Most I have seen are not adjustable, just holes for the carriage bolt, and some are reversible.

If you have a scraper bar that you can adjust, priority is to keep the augers off the ground where they have no chance of banging the ground. That may require say putting a yardstick or similar under the side of the bucket, or just resting the bucket on the ground without skids may achieve this. Then tighten your cutting/scrapper edge. Now put a yardstick under your cutting edge, install your skids so they touch the ground and tighten. All this is while on a level surface.


JMHO


----------



## Sgthawker (Nov 19, 2019)

@oneacer

Thanks for the suggestion.

Here is a picture of the blade on my thrower:


----------



## rod330 (Oct 9, 2015)

Perhaps an obvious point but make sure the air pressure in your tires is correct on both sides before making any adjustments to the scraper bar and skid shoes. I've purchased more than one used snowblower that has uneven wear to the bar and skid shoes because the owner never adjusted the tire air pressure.


----------



## micah68kj (Oct 8, 2011)

Sgthawker said:


> @*micah68kj*
> 
> So this would suggest the auger lower to the ground is the way to go.





I gave you the book version. Now I'll tell you how I do it. As *Rod330 *mentioned, make sure your tire pressures are equalized and have the machine on a very level surface.This step is very important. Next, after removing the old scraper bar loosely install the scraper bar. Loosen the skids so they move freely. Set your machine on a very level surface. Now, here I got a magic marker sharpie and I made a mark on the bucket just at the point where the scraper bar moved to. Now I raised the bucket up to where I could tighten the scraper bar retaining nuts using the Sharpie marks as a guide just in case the scraper bar may have moved. After tightening I put a paint stir stick on the ground and set the scraper bar down on it. Next I hold the skids down while tightening them into their respective positions. You're done. There are probably other and better ways but this is how I do it. If using blower on a gravel driveway I'd probably use a short section of 1"x 3" piece of wood.


----------



## Sgthawker (Nov 19, 2019)

@micah68kj @rod330

Thanks guys. I had checked tire pressure days ago when beginning servicing on the thrower. I had 17 lbs on the right and 0 lbs on the left. It seemed to fill fine and maintain at that time, but I will check again as I set the bar and shoes.


----------



## Oneacer (Jan 3, 2011)

@Sgt,

At the end of the adjustment, you want the proper tire inflation , standing on level ground, and having a gap of 1/8" to 1/4" between the cutting/scrapper bar and the ground. If you are running over a gravel driveway, you probably want to increase that, depending on the condition of the surface, so that your not shooting out rock projectiles. I notice your scraper bar is also reversible, which extends the life of the bar. 

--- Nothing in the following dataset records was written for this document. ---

PR #27898, opened 2026-07-22
v3: restore fast cached Volt rebuilds

medvednikov:
## Summary

- restore reliable Volt module-cache reuse after the initial v3 caching merge
- validate cached source, headers, native inputs, ABI-sensitive runtime data, and exact cache dependencies without repeating expensive filesystem work
- report cached-header parsing separately and speed cached parse setup/import resolution
- keep ordinary main-function body edits on the incremental path while falling back safely for new reachability
- materialize new function-only generic specializations incrementally, including nested generic calls
- rebuild the cached prefix when a generic edit introduces a new concrete named-type layout
- keep production monomorphization unchanged
- precompute interface requirement indexes so incremental C generation does not repeatedly rescan interface metadata

## Why

This is the follow-up to #27883. Cached Volt builds had regressed to full compilation, and after restoring cache reuse, small body edits still restarted the full checker/transform/monomorph/cgen pipeline.

The incremental path now reuses cached generic specializations and can append newly required function specializations to the replaceable program body. New generic structs, aliases, sum types, or interfaces still trigger a full rebuild because their C layout declarations belong in the cached prefix. This avoids introducing a second runtime-generics ABI while preserving the existing production monomorphizer.

An isolated warm Volt build using this branch completed in 608 ms. The resulting binary launched successfully and continued through normal initialization.

## Validation

- `../../v -gc none -prealloc -prod -o v3 v3.v`
- focused incremental module-cache tests covering new and nested generic function specializations
- fallback coverage for new generic named-type layouts
- incremental tests covering real main logic, newly reachable functions, C support typedefs, sum equality helpers, compile-signature artifacts, and interface type IDs
- `./vnew vlib/v3/types/interface_impl_test.v`
- `./vnew vlib/v3/gen/c/target_test.v`
- clean-cache and warm-cache builds of `~/code/volt`
- launched the warm-built Volt binary and verified normal startup

### DIFF
--- a/vlib/os/execute_capture_nix.h
+++ b/vlib/os/execute_capture_nix.h
@@ -6,7 +6,7 @@
 // empty (seen on macOS arm64 in CI). Setting CLOEXEC closes the fd
 // automatically across exec, which fixes the race for both fork/execvp and
 // posix_spawn paths.
-static void v_os_execute_set_cloexec(int fd) {
+static inline void v_os_execute_set_cloexec(int fd) {
 	int flags = fcntl(fd, F_GETFD, 0);
 	if (flags >= 0) {
 		fcntl(fd, F_SETFD, flags | FD_CLOEXEC);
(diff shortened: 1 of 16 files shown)


medvednikov:
@codex review

PR #27905, opened 2026-07-22
v3: const/map/static-local codegen fixes, or-block precedence, atomics skip

medvednikov:
## v3: batch of C-backend/parser fixes + failure-list cleanup

Incremental fixes to the v3 compiler. Each is verified independently: a
differential compile check over the passing set (a test that compiled before
must still compile after), a self-host build, byte-identical generated C for
`v3.v` where the change is purely additive, and the v3 unit tests
(parser/gen-c/types/transform).

### Compiler fixes
- **Fixed-array-alias const initializers** — `type UUID = [16]u8` const emitted
  as `const Array_fixed_u8_16 x = (u8[16]){...}`; C cannot initialize an array
  object from a compound-literal array rvalue, so the cast is stripped to a bare
  brace list.
- **Address-taken consts** — a scalar const emitted as `#define main__foo (u32(1))`
  could not have its address taken (`&foo`, e.g. `const keys = [&foo, &bar]!`);
  such consts now get addressable `static const` storage.
- **or-block precedence** — `!f() or { false }` parsed as `(!f()) or { false }`;
  now `!(f() or { false })`, matching V (the or-block binds to the operand).
- **`map == map`** — C cannot compare `struct map` with `==`; map operands now
  route through the existing `v3_map_map_eq` runtime helper.
- **Non-constant `static` locals** — `mut static x := []int{}` emitted
  `static Array x = array_new(...)` (rejected: initializer not compile-time
  constant); now zeroed static storage plus a one-shot guarded init on first
  entry, preserving cross-call persistence.

### Test-list maintenance
- **vlib/x/atomics → skipped** — implemented only via amd64/i386 inline assembly,
  no arm64 backend, so its tests cannot compile on arm64 with any V compiler
  (V 0.5.2 fails identically); they were miscategorised as v3 failures.
- Moved now-passing tests from `v3_test_failures.txt` to `v3_test_passes.txt`
  and updated the `v3_test_failure_groups/` counts.

`vlib/v/tests/consts` is now fully green; several interface / static-var tests
compile and run. Combined with the method-name-mangling fix already on master,
tracked v3 failures drop from 248 to 193.

Not a complete sweep — the remaining failures are a long tail of distinct
codegen / type-checker / comptime / generics bugs (each greening ~1 test) plus
the stored/returned closure-capture feature (which blocks ~30 tests, incl. all
of net/http h2). Those are left for follow-ups.

### DIFF
--- a/vlib/v3/gen/c/cleanc.v
+++ b/vlib/v3/gen/c/cleanc.v
@@ -11299,13 +11299,18 @@ fn (mut g FlatGen) gen_string_infix_fallback(node flat.Node, lhs_id flat.NodeId,
 
 // gen_map_infix_eq lowers `map == map` / `map != map` to the runtime map
 // equality helper. C cannot compare `struct map` values with `==`, so without
-// this the generated comparison fails to compile.
+// this the generated comparison fails to compile. Pointer operands are left
+// alone (like the array-equality path): `&m1 == &m2` must keep comparing the
+// pointer addresses, not the pointed-to map contents.
 fn (mut g FlatGen) gen_map_infix_eq(node flat.Node, lhs_id flat.NodeId, rhs_id flat.NodeId, lhs_type types.Type, rhs_type types.Type) bool {
 	if node.op !in [.eq, .ne] {
 		return false
 	}
-	lhs_is_map := map_str_clean_type(types.unwrap_pointer(lhs_type)) is types.Map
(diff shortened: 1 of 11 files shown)


medvednikov:
@codex review

medvednikov:
@codex review

PR #27911, opened 2026-07-22
v3: compile and link all veb examples

medvednikov:
## What

Makes every example under `examples/veb/` compile **and link** with the v3 backend (previously 0/11 linked → now 11/11), along with the net/web fixes those examples depend on.

## Compiler changes

- **Template engine** — port the `$veb.html()` / `$tmpl()` comptime template engine (`parser/tmpl.v`, a `veb_template` flat node, statement-level expansion in the parser). Generates plain string-concat builders, verified byte-identical to v1 on standalone `$tmpl` programs.
- **markused** — follow generic `.index` callees so the `veb.run → run_at → … → AtomicVal` chain stays reachable (this was the universal atomic link gate blocking *all* veb examples), and collect omitted `@[params]` struct field-default calls (`zstd.default_c_level`).
- **`main.Context` vs `veb.Context` collision** — a user `struct Context { veb.Context }` collides by short name with the imported `veb.Context`. Resolved across struct-init codegen, embedded-field access, and generic closure params. The final blocker was a `file_modules` corruption in `checker.enter_module`: a foreign `module_decl` visited while `cur_file` still pointed at the main file rebound that file's module (any anonymous fn in the main file triggered it, e.g. websocket's `on_message` closures). `enter_module` no longer overwrites a file's already-known module.
- **Implicit veb `ctx`** registered as a mutable parameter.
- **Pointer arithmetic** — infer result types for `byteptr`/`charptr`/`voidptr`.
- **C extern prototypes** — skip those that clash with system headers.

## Test changes

- Pass `-gc none` when a test builds `v3.v` as a subprocess. `v3.v` now `$compile_error`s when built with a GC, which was breaking those sub-builds on GC-default toolchains (~20 tests affected).

## Verification

- All 11 `examples/veb/` compile and link to valid binaries.
- Full self-host builds a valid binary; `types/` + `parser/` 8/8, `transform/` + `markused/` + `gen/` 19/19, top-level examples 67/4 (unchanged pre-existing failures).

## Known pre-existing failures (unrelated to this work)

Three of the `-gc none`-fixed tests now build `v3.v` successfully but fail at separate **pre-existing** bugs (confirmed reproducible with a build that omits the `enter_module` fix):
- `selfhost_backend_prune_test` — a `-selfhost` backend-pruning codegen bug (`c__unknown` return type).
- `shared_flag_test` — module-object cache-count assertions from the caching feature.
- `type_checker_errors_test` — error-message-text assertions + a generic link error.

These are noted for a follow-up; the `-gc none` build-flag fix itself is correct.


medvednikov:
@codex review

medvednikov:
@codex review

PR #27919, opened 2026-07-23
parser: report a clear error for the `if if cond {` typo (fix #27907)

### LINKED ISSUE #27907: Foolish parser, Dumb error messages! (sorry for harsh words)
## V is the best language, but it has the dumbest parser!

Image

## Dont get me wrong, I LOVE V, (even more then c), BUT BUT BUT, It has a dumbass parser(or maybe lexer?).
1. use Bison and Flex (If you dont want to write a parser yourself).
2. Pratt parsing (please!)

### Reproduction Steps

Image

```sh
_*_ Running: `v run /home/dzebra/Work/probe/Programming/hsys25/probe_opt/polymorphile/piper/piper.v` _*_


piper.v:69:3: error: unexpected token `}`, expecting `{`
   67 |       }
   68 |     }
   69 |   }
      |   ^
   70 |   return commands
   71 | }

Process completed with exit code: 1
```

### Expected Behavior

Just tell me that I added anathor `if` keyword.

### Current Behavior

Destroys the feel of debug-ing process!

### Possible Solution

Pratt parsing?

I LOVE V-LANG!

### V version

V 0.5.1 1bd23ec

Debian 13
> [!NOTE]
>

medvednikov:
## What

Fixes #27907.

Accidentally writing `if` twice (e.g. `} else if if x == 2 {`) produced a confusing, misplaced error, because the second `if` was parsed as an *if-expression used as the condition*, and the failure only surfaced later when the parser could not find the body `{`:

```
piper.v:69:3: error: unexpected token `}`, expecting `{`
```

Now the parser detects this typo directly and points at the offending `if`:

```
x.v:6:12: error: the condition of an `if` should be a boolean expression, not another `if` statement; did you write `if` twice by mistake?
    4 |     if x == 1 {
    5 |         commands << 'a'
    6 |     } else if if x == 2 {
      |               ~~
    7 |         commands << 'b'
    8 |     }
```

## How

In `if_expr`, after parsing the condition, if the next token is not the body `{` and the condition itself parsed into an `ast.IfExpr` with no `else` branch, we emit the targeted error pointing at the inner `if`.

This is precise and does not regress legitimate code: a real if-expression used as a condition (e.g. `if if x == 1 { true } else { false } { ... }`) has an `else` branch and is followed by the body `{`, so neither guard fires.

## Test

Added `vlib/v/parser/tests/if_double_if_cond_err.{vv,out}`. The full `vlib/v/compiler_errors_test.v` suite passes, and the compiler still self-compiles.

### DIFF
--- a/vlib/v/parser/if_match.v
+++ b/vlib/v/parser/if_match.v
@@ -184,6 +184,17 @@ fn (mut p Parser) if_expr(is_comptime bool, is_expr bool) ast.IfExpr {
 			p.comptime_if_cond = false
 		}
 		comments << p.eat_comments()
+		// catch the common typo `if if cond {` / `} else if if cond {`, where a
+		// second `if` was written by mistake. The inner `if` gets parsed as the
+		// condition expression, so bail out with a helpful message instead of the
+		// confusing `expecting {` error that appears further down the file.
+		if !is_comptime && p.tok.kind != .lcbr {
+			if cond is ast.IfExpr && !cond.has_else {
+				p.error_with_pos('the condition of an `if` should be a boolean expression, not another `if` statement; did you write `if` twice by mistake?',
+					cond.pos)
+				return ast.IfExpr{}
+			}
+		}
 		end_pos := p.prev_tok.pos()
 		body_pos := p.tok.pos()
 		p.inside_if = false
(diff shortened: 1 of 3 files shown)


GGRei:
@codex review

PR #28595, opened 2026-09-14
compiler, sync: fix the portable `-os cross` snapshot on macOS and Windows TCC

medvednikov:
The published `vc` snapshot stopped bootstrapping on two platforms. Both failures are in the C that `-os cross` generates, before any V code runs.

## macOS — `sem_timedwait`

`clang-macos (macos-15)`, `clang-macos (macos-26)` and `v-up-works-nix (macos-15-intel)` all fail in `make`:

```
./vc/v.c:209974:7: error: call to undeclared function 'sem_timedwait'; ISO C99 and later do not support implicit function declarations
```

`-os cross` defers target-dependent `$if`s to the C preprocessor, but it still bakes in the *generating* host's platform files. The snapshot is generated on Linux, so it carries `sync_default.c.v`'s POSIX `Semaphore`, and Apple's libc has no `sem_timedwait` symbol at all — adding a declaration only moves the failure to the linker:

```
Undefined symbols for architecture arm64:
  "_sem_timedwait", referenced from: ...
```

The call became reachable when `sync.Semaphore.timed_wait` was added to the `markused` roots for parallel compiler builds; before that it was eliminated and the snapshot happened to link.

`timed_wait` now has an Apple branch that polls `sem_trywait` until the deadline, so the `sem_timedwait` call sits behind an `#if defined(__APPLE__) ... #else` that is preprocessed out there:

```c
bool sync__Semaphore__timed_wait(sync__Semaphore* sem, i64 timeout) {
	#if ((defined(__APPLE__) && !defined(__ENVIRONMENT_IPHONE_OS_VERSION_MIN_REQUIRED__)) || ...)
	{ ... sem_trywait ... }
	#else
	{ ... sem_timedwait ... }
	#endif
}
```

## Windows — atomics redefinition

`more-tests (windows-latest)` fails compiling the msvc-generated snapshot with tcc:

```
./vc/v_win.c:9894: error: redefinition of 'ManualInterlockedExchangeAdd8'
```

`atomic_builtin_compat_decls` chose between V's `static inline` helpers and V's WinAPI atomic header from `g.ccompiler` — something a portable snapshot does not know yet, since `vc/v_win.c` is generated with `-cc msvc` and compiled with tcc. That header defines `atomic_fetch_add_byte` and friends as function-like macros, so under tcc

```c
static inline byte atomic_fetch_add_byte(void* ptr, byte delta) { ... }
```

expanded into a redefinition of the header's own `ManualInterlockedExchangeAdd8`.

The helpers now sit behind the negation of the `_WIN32 && __TINYC__` guard that `system_libc_headers()` already uses for that header, so the preprocessor picks. The early return is skipped in cross mode as well, so `-cc tcc` and `-cc msvc` produce the same portable output instead of one that only works under the compiler it was generated for.

## Not included

`periodic-network (windows-latest, msvc)` fails with

```
EmbedFileData error: files "manual_stdlib_c_headers.h" and "/home/runner/work/v/v/vlib/v/gen/c/manual_stdlib_c_headers.h" do not exist
```

That is already fixed on master by #28587 — current `master` embeds the payload as `_v_embed_blob_16166_…`. It only still fails because `vc` is pinned at `9815bf260a`, which predates that commit.

## Testing

- The Linux-targeted portable snapshot now compiles **and links** on macOS; before this it reproduced the CI error exactly.
- Full bootstrap chain runs: snapshot → `v1` → `v2` → `v`, and the result compiles programs.
- Non-cross output is **byte identical** to before for the host target and for `-os windows` with both `-cc tcc` and `-cc msvc`; only the `-cross` path changes.
- Two regression tests added to `cross_output_codegen_test.v`, each verified to fail when its fix is reverted.
- Green: `source_directive_test` (24), `preamble_test` (25), `names_test` (44), `gen/c/target_test` (48), `pref/target_test` (20), `embed_file_cross_snapshot_test` (7), `vlib/v/tests/concurrency/` (70, identical to baseline).


medvednikov:
@codex review

PR #28622, opened 2026-09-14
v3: resolve selectively imported ORM table types

### LINKED ISSUE #28576: V3: ORM statements on selectively-imported structs are silently ignored
### Describe the bug

Under V3, ORM statements referring to a struct by its **selectively-imported** name (`import mod { T }` … `sql db { select from T }`) are silently dropped: no SQL is emitted, no error is returned, and error propagation succeeds. Writing the exact same statement with the qualified name (`mod.T`) works.

This is a silent-wrong-results failure rather than a compile or runtime error: `create table` reports success while creating nothing, and `select` returns zero rows from a table that contains data. The established compiler handles both spellings identically.

### Reproduction Steps

`ent/ent.v`:

```v
module ent

pub struct Remote {
pub mut:
	id   int @[primary; sql: serial]
	name string
}
```

`main.v`:

```v
module main

import db.sqlite
import ent { Remote }

fn main() {
	sql db {
		create table ent.Remote
	}!
	r := Remote{
		name: 'a'
	}
	sql db {
		insert r into ent.Remote
	}!
	qualified := sql db {
		select from ent.Remote
	}!
	unqualified := sql db {
		select from Remote
	}!
	println('rows via ent.Remote (qualified) : ${qualified.len}')
	println('rows via Remote     (selective) : ${unqualified.len}')
}
```

```
v run .
v -old-compiler run .
```

### Expected Behavior

Both spellings refer to the same struct and the same table, so both selects must return 1 row — which is what the established compiler does:

```
rows via ent.Remote (qualified) : 1
rows via Remote     (selective) : 1
```

### Current Behavior

V3 returns an empty result for the selectively-imported spelling, with no error:

```
rows via ent.Remote (qualified) : 1
rows via Remote     (selective) : 0
```

`create table` is affected the same way. With `ent/ent.v` as above:

```v
import ent { Remote }

pub struct Local {
pub mut:
	id   int @[primary; sql: serial]
	name string
}

fn main() {
	sql db { create table Local }!
	sql db { create table Remote }!
	tables := db.exec("select name from sqlite_master where type='table' order by name")!
	for row in tables { println('table: ${row.vals[0]}') }
}
```

V3 prints only `table: local`; the established compiler prints `table: local` and `table: remote`. No error is raised for the missing statement.

### Possible Solution

The ORM lowering introduced in #27813 likely resolves the table type by unqualified name within the current module, and drops the statement when the symbol resolves to a type imported from another module. A resolution failure there should at minimum be a compile error rather than a silently skipped statement.

Selective imports are idiomatic V, and separating entity structs into their own module is a common layout for any application with a database layer. In such a project the effect is that the whole data layer becomes a no-op under V3: migrations create no tables yet report success, subsequent statements fail against the missing tables, and reads return empty through the usual `or { [] }` fallbacks — so the application starts and serves requests with no data, no log line and no error. The silent nature makes it far more damaging than a compile failure would be.

### V version

`V 0.5.2 ad15cea`

- macOS 26.6, arm64 (Darwin 25.6.0)
- Apple clang 21.0.0
- V3 compiler (default); `-old-compiler` behaves correctly

> [!NOTE]
>

medvednikov:
Fixes #28576.

V3 ORM lowering now resolves a bare table type through the current file's selective imports before looking up its struct metadata. This prevents `sql` statements using `import mod { Type }` from being silently lowered to fallback values.

The SQLite regression covers create, insert, select, and drop statements using the selectively imported name.

Tests:
- `./vnew -no-parallel -silent test vlib/v/tests/orm_selective_import_test.v`
- `./vnew -no-parallel vlib/v/tests/orm_type_alias_test.v`
- `./vnew -no-parallel vlib/v/tests/orm_generic_struct_select_test.v`
- `./vnew -no-parallel vlib/v/transform/orm_test.v`
- `git diff --check`


medvednikov (commented):
Reviewed the current code changes only; CI status intentionally not considered. I did not find a concrete correctness issue. The selective-import resolution is applied before ordinary imported-name resolution, preserves already-qualified names, and recurses through generic table arguments; the regression covers create/insert/select/drop using the selectively imported table name.

PR #28627, opened 2026-09-15
regex: allow replace on constant regexes

medvednikov:
## What this does

- allows `regex.RE.replace` to be called on immutable and constant compiled regexes
- isolates the matcher counters, captures, and backtracking buffers used during replacement
- adds a regression test for capture substitution with a constant regex and updates the README example

The matcher needs mutable scratch state internally, but replacement should not mutate the compiled regex exposed to callers.

## Tests

- `./vnew -new-compiler vlib/regex/regex_const_test.v`
- `./vnew -old-compiler vlib/regex/regex_const_test.v`
- `./vnew -silent test vlib/regex/` (21 passed)
- `./vnew check-md vlib/regex/README.md` (reports four pre-existing formatting errors in unrelated examples at lines 208, 425, 680, and 787)


medvednikov:
@codex review

medvednikov (commented):
Code review only; CI intentionally ignored.

No blocking issues found. Changing `replace` to an immutable `&RE` receiver and doing the matching through a local worker is consistent with the matcher internals: the mutable matcher-owned state (`prog` counters, captures, state/backtracking buffers, group stacks/data, and continuous-save buffer) is isolated before `find_from` runs, while the compiled char-class/name metadata is only read during matching/replacement.

One non-blocking coverage suggestion: the regression test currently proves a fresh const regex keeps `groups.len == 0`. It would be useful to also pre-populate capture state with a match, call `replace`, and assert the pre-existing group bounds/captures are unchanged. That directly locks in the new “replace does not mutate caller-visible matcher state” behavior.

PR #28628, opened 2026-09-15
cgen: cache active macro header directives

medvednikov:
## What does this PR do?

Cache the preprocessed directives and safe conventional include guards for C headers while replaying active macro state.

Repeated includes can now skip the guarded prefix while still replaying compatibility directives after the closing `#endif`. Headers that undefine their guard, use `pop_macro`, or have guard-level alternative branches continue to be fully replayed. Conditions nested in inactive branches are no longer evaluated.

This fixes the self-build regression introduced by `9546543f7ba3853ec55488000e580f6ebe11719b`, where every transitive C header was reparsed on every include. A profile showed 4,016 scans of 292 unique headers, mostly Apple Availability headers.

macOS self-build results:

| Metric | Before | After |
| --- | ---: | ---: |
| Wall time | 23.39 s | 5.80 s |
| Peak RSS | 7.41 GB | 0.95 GB |
| `collect_info` | 11.05 s | 0.60 s |

## Tests

- `./vnew -silent test vlib/v/gen/c/source_directive_test.v` (49 passed)
- Safe self-build to a separate output path
- `./vnew -silent test vlib/v/gen/c/` (312 passed; one existing `target_test.v` failure reproduced on an unmodified base worktree)

The broader compiler golden-output suites currently encounter existing V3 fallback output mismatches on the base revision.


medvednikov:
@codex review

vlib/v/gen/c/cleanc.v
```diff
@@ -8861,21 +8909,61 @@ fn (mut g FlatGen) collect_included_c_active_macros_from_file(path string, inclu
...
+		// A false dynamic value means a conditional `#undef` made the guard ambiguous.
+		if guard in g.direct_c_include_macros || g.direct_c_dynamic_macros[guard] {
+			first_directive = guard_end + 1
+		}
+	}
+	for directive_idx in first_directive .. directives.len {
+		clean := directives[directive_idx]
 		directive_name := c_directive_name(clean)
 		directive_is_active, directive_is_ambiguous := c_active_macro_directive_state(clean, mut conditionals, mut g.direct_c_include_macros, mut g.direct_c_dynamic_macros, g.c_compiler_macro_env_complete)
+		if guard.len > 0 && directive_idx == guard_end && !ambient_ambiguous {
```
medvednikov: This invariant is not safe when a nested include mutates the outer guard. For example, `guarded.h` can do `#ifndef G` / `#define G`, then `#include "inner.h"` where `inner.h` does `#undef G`, followed by `#define guarded_api(...) ...` and the closing `#endif`. The recursive scan correctly removes `G`, but at this `#endif` this block adds it back. If `guarded_api` is then undefined and `guarded.h` is included again, the real C preprocessor re-enters the guarded body because `G` is undefined, while this scanner takes `first_directive = guard_end + 1` and misses the redefinition. `c_header_guard_end_directive` only proves that this file does not directly undef/pop the guard; it cannot prove that transitive includes leave it defined. Please preserve guard mutations observed while replaying nested includes (or conservatively mark such guards unsafe) and add a regression test for this case.

medvednikov (commented):
Found one correctness issue in the include-guard cache: a nested include can undefine the outer guard, but the new guard-end invariant restores it and causes later includes to skip a body that the C preprocessor would execute. See the inline comment for a concrete reproducer. CI status intentionally not considered.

If you are loosing air from a tire, I would find out where it is coming from and fix it properly, or just replace it if it is worn or a lawn tire with chains, ( which bounces your machine to death. ) If it is the stem, pull it out and replace it … many older ones due to age leak right through the side walls, which a tube will correct, just make sure you use the 90 degree stem tube.

I currently am trying out the XTrac on my machines, put them on 4 this past summer, which I expect to perform flawlessly, but still have the SnowHogs on three which work great. I have attached some photos, … the small tire is a SnowHog, and the larger one is the XTrac one.


----------



## JLawrence08648 (Jan 15, 2017)

Best to set the height on concrete rather than asphalt, garage floor, patio, sidewalk.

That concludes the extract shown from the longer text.